**Work request:** Copy exactly the stretch of data below from the line with "PR #2574, opened 2019-09-09" through the line with "Closes #2610.", including both of those lines.

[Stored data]
* * * * * * * * *

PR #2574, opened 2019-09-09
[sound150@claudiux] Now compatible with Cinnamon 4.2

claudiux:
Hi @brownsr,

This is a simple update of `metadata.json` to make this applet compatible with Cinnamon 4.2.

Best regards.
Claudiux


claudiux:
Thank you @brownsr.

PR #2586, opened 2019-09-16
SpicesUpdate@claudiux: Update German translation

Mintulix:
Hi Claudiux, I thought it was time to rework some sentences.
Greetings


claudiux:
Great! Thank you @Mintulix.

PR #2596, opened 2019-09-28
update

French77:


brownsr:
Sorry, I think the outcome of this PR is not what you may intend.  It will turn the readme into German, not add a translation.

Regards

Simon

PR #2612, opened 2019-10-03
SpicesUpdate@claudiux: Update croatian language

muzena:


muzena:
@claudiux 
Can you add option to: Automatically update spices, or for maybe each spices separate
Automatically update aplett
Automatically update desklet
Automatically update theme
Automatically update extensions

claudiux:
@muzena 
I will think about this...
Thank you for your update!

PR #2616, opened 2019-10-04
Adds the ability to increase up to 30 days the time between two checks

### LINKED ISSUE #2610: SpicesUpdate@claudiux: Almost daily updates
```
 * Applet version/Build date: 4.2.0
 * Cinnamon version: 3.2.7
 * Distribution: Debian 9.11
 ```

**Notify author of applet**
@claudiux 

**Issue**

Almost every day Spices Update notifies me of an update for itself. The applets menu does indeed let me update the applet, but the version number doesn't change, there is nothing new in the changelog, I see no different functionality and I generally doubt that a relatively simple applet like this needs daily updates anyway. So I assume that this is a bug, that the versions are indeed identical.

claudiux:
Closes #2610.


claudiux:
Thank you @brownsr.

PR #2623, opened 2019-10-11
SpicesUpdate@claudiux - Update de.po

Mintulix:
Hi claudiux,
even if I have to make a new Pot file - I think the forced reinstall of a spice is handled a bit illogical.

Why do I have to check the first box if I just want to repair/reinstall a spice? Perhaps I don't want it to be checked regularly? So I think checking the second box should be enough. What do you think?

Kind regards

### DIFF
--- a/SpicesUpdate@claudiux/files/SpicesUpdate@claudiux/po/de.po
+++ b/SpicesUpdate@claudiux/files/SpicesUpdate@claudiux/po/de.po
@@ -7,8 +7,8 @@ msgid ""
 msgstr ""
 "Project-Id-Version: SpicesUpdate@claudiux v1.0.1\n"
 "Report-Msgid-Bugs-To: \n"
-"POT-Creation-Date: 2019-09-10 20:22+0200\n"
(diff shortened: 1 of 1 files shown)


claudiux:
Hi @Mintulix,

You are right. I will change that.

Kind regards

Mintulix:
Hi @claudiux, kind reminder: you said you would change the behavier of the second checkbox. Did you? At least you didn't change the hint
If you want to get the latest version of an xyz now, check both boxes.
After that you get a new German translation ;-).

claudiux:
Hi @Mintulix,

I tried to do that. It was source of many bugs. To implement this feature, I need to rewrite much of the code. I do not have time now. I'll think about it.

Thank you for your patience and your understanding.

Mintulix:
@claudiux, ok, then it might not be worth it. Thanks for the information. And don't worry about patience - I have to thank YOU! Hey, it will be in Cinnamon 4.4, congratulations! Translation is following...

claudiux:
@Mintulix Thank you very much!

* * * * * * * * *

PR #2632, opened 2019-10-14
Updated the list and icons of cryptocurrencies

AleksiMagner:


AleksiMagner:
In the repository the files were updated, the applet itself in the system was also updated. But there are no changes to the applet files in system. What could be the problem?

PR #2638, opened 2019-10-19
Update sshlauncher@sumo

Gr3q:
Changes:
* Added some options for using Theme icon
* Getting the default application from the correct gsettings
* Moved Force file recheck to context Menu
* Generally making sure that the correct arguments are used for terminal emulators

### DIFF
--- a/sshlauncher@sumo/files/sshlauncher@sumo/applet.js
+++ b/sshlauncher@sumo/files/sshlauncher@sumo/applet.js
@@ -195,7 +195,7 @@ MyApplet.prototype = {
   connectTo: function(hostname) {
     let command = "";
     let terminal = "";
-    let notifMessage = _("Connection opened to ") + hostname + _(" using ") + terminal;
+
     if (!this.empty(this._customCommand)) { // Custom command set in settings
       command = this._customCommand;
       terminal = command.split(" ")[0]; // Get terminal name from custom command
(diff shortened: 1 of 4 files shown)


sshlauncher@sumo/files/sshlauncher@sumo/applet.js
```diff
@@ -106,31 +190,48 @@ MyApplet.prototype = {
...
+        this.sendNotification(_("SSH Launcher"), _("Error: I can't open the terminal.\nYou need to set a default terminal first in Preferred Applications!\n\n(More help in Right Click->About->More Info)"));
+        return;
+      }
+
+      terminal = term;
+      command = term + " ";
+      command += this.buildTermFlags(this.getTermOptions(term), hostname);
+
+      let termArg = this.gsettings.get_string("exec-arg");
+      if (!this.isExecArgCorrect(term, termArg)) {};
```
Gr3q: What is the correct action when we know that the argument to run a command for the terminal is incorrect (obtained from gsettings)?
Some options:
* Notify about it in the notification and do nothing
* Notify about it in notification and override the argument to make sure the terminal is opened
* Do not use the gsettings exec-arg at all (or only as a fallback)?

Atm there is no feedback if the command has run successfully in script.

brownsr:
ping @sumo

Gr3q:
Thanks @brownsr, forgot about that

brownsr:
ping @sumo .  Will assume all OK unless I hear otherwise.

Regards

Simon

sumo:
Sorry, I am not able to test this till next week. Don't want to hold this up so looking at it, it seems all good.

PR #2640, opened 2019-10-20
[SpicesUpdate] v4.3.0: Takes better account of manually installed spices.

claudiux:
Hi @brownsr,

* * * * * * * * *

**Expected output:**
PR #2574, opened 2019-09-09
[sound150@claudiux] Now compatible with Cinnamon 4.2

claudiux:
Hi @brownsr,

This is a simple update of `metadata.json` to make this applet compatible with Cinnamon 4.2.

Best regards.
Claudiux


claudiux:
Thank you @brownsr.

PR #2586, opened 2019-09-16
SpicesUpdate@claudiux: Update German translation

Mintulix:
Hi Claudiux, I thought it was time to rework some sentences.
Greetings


claudiux:
Great! Thank you @Mintulix.

PR #2596, opened 2019-09-28
update

French77:


brownsr:
Sorry, I think the outcome of this PR is not what you may intend.  It will turn the readme into German, not add a translation.

Regards

Simon

PR #2612, opened 2019-10-03
SpicesUpdate@claudiux: Update croatian language

muzena:


muzena:
@claudiux 
Can you add option to: Automatically update spices, or for maybe each spices separate
Automatically update aplett
Automatically update desklet
Automatically update theme
Automatically update extensions

claudiux:
@muzena 
I will think about this...
Thank you for your update!

PR #2616, opened 2019-10-04
Adds the ability to increase up to 30 days the time between two checks

### LINKED ISSUE #2610: SpicesUpdate@claudiux: Almost daily updates
```
 * Applet version/Build date: 4.2.0
 * Cinnamon version: 3.2.7
 * Distribution: Debian 9.11
 ```

**Notify author of applet**
@claudiux 

**Issue**

Almost every day Spices Update notifies me of an update for itself. The applets menu does indeed let me update the applet, but the version number doesn't change, there is nothing new in the changelog, I see no different functionality and I generally doubt that a relatively simple applet like this needs daily updates anyway. So I assume that this is a bug, that the versions are indeed identical.

claudiux:
Closes #2610.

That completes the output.